The Audit Committee of Muangthai Capital Public Company Limited consists of 3 qualified independent directors whose names are as follows;

  1. Mrs. Kongkaew Piamduaytham Chairman of the Audit Committee
  2. Mr. Suchart Suphayak Member of the Audit Committee
  3. Mrs. Nongnuch Davasuwan Member of the Audit Committee

The Audit Committee performs their duties within the scope of responsibilities specified in the Audit Committee Charter assigned by the Board of Directors. This is in line with good practice guidelines as stipulated in the announcement of the Stock Exchange of Thailand and the Office of the Audit Committee. It emphasizes the establishment of a systematic work process in the matter of good corporate governance. risk management system and adequate internal control, including a focus on efficient internal audit processes and effectiveness.

And from the COVID-19, the Audit Committee Suggest that the Internal Audit Department adjust the audit process according to the situation by applying technology as a tool. in the analysis Continuous monitoring of abnormalities to increase the efficiency of the inspection.

In 2021, the committee held 4 meetings to perform its duties within the framework stipulated in the Charter of Audit Committee.
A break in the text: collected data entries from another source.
PR #199, opened 2017-07-11
Enable Fedora 26 testing via PAPR

miabbott:
Today is the release of Fedora 26, so we should start using it in our
own PAPR tests.


mike-nguyen:
LGTM

PR #201, opened 2017-07-14
remove runc test

mike-nguyen:
This test was not reliable  because of the necessary setup
needed to run the test.  The level of runc coverage needed
is covered by the k8-cluster and openshift test.  The upstream
test [1] is still available for users who want to run it manually.

[1] https://fedorapeople.org/cgit/caiqian/public_git/runctst.git/


miabbott:
I'm OK with this.  Assuming we get any blowback, we can just `git revert`

PR #202, opened 2017-07-14
Update Dockerfiles to use proper FROM field

miabbott:
The Dockerfiles we use in our tests had a myriad of FROM formats, so
this cleans up the state of those.  Now all the FROM lines have the
following:

- fully-qualified domain
- explict tag (:latest or otherwise)

Additionally, the CentOS and Fedora base images are changed to be
pulled from the community registries instead of docker.io


cgwalters:
LGTM

mike-nguyen:
Looks good!

PR #206, opened 2017-07-14
add support for /etc/containers/registries.conf

mike-nguyen:
Supported is needed for an additional  scenario now for adding
registries and insecure registries.  The current way to add
registries is in /etc/sysconfig/docker.  The new way is to add
registries to /etc/containers/registries.conf which uses yaml
format.  If /etc/containers/registries.conf exists, it the
registry will be added in the file, otherwise it will be added
in /etc/sysconfig/docker.

### DIFF
--- a/roles/docker_private_registry/tasks/main.yml
+++ b/roles/docker_private_registry/tasks/main.yml
@@ -9,17 +9,32 @@
     when: ansible_docker0.ipv4.address is not defined
     run_once: true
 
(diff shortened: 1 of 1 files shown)


miabbott:
Yah, looks good  👍

miabbott:
FWIW, the failures in the CentOS are expected because of known issues in those distros being used.

PR #207, opened 2017-07-14
Remove broken distros from papr.yml

miabbott:
The `centos/7/atomic` and `centos/7/atomic/smoketested` distros are
having issues that are affecting our PAPR tests.  I've removed them
temporarily until they are stable again.

Related issues:

CentOS/sig-atomic-buildscripts#282

CentOS/sig-atomic-buildscripts#283

### DIFF
--- a/.papr.yml
+++ b/.papr.yml
@@ -1,13 +1,11 @@
 cluster:
   hosts:
     - name: testnode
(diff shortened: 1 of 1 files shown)


mike-nguyen:
Makes sense

PR #717, opened 2023-08-29
feat(editor-sdk): add tooltip for too long ArrayTableRow

tanbowensg:
To solve the problem of ComponentId not being displayed completely in EventHandlerForm, a Tooltip has been added.

截屏2023-08-29 下午2 30 21


xzdry:
I noticed the title attribute here before, is tooltip necessary?

tanbowensg:
Title attribute requires user hover id for a while to show the full id, which is not very convenient.

xzdry (approved):

PR #721, opened 2023-08-30
feat(runtime): add watcher data source

tanbowensg:
Add a `watcher` data source, to watch expression changes, and trigger events.
With this data source, developer don't have to add `onChange` event for every component's state. It is also very useful to complicated expression.

The usage is like:
截屏2023-08-30 下午4 44 22

**Note that the `exp` property requires a string in expression format without `{{}}`.** This is to prevent the `exp` being evaled when compiling template.

### DIFF
--- a/packages/runtime/src/components/core/Watcher.ts
+++ b/packages/runtime/src/components/core/Watcher.ts
@@ -1,0 +1,42 @@
+import { Type } from '@sinclair/typebox';
+import {
+  CORE_VERSION_V2,
+  CoreComponentName,
+  PRESET_PROPERTY_CATEGORY,
+} from '@sunmao-ui/shared';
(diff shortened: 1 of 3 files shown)


MrWindlike:
1. I'm not sure if we need to provide a Watcher at runtime. Because when listening for state changes to do something, it is easier to use it incorrectly.
2. Why not just pass in the expression and listen for changes in its value directly in Watcher, instead of compiling it in Watcher? Writing plain strings has no editor prompt and is error-prone
3. Can it support watch multiple states?

tanbowensg:
@MrWindlike I changed implementation. Now the component implementation get raw `exp` from `component.properties`, so that user can have editor prompt when entering `exp`.

MrWindlike (approved):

All committee’s members attended every meeting, while one of these meetings was to meet with external auditors without the presence of the Company’s management to discuss about findings during the auditing process and the issues in which the auditors considered as material. This practice is to promote the Company’s good corporate governance and to enhance the transparency of the Company’s financial statements. The minutes of meetings were prepared and reported to the Board of Directors on quarterly basis, as follows

  1. Review of financial reports:
    The Audit Committee reviewed the quarterly financial statements. and annual financial statements and consolidated financial statements Items that may have conflicts of interest To ensure that the company's financial reports properly prepared as it should be according to financial reporting standards Preparation of the Company's financial statements are accurate and reliable There is sufficient and timely disclosure of important information to users of the financial statements. Comply with laws and announcements related to Regulations of the Stock Exchange of Thailand (SET) and the Securities and Exchange Commission (SEC)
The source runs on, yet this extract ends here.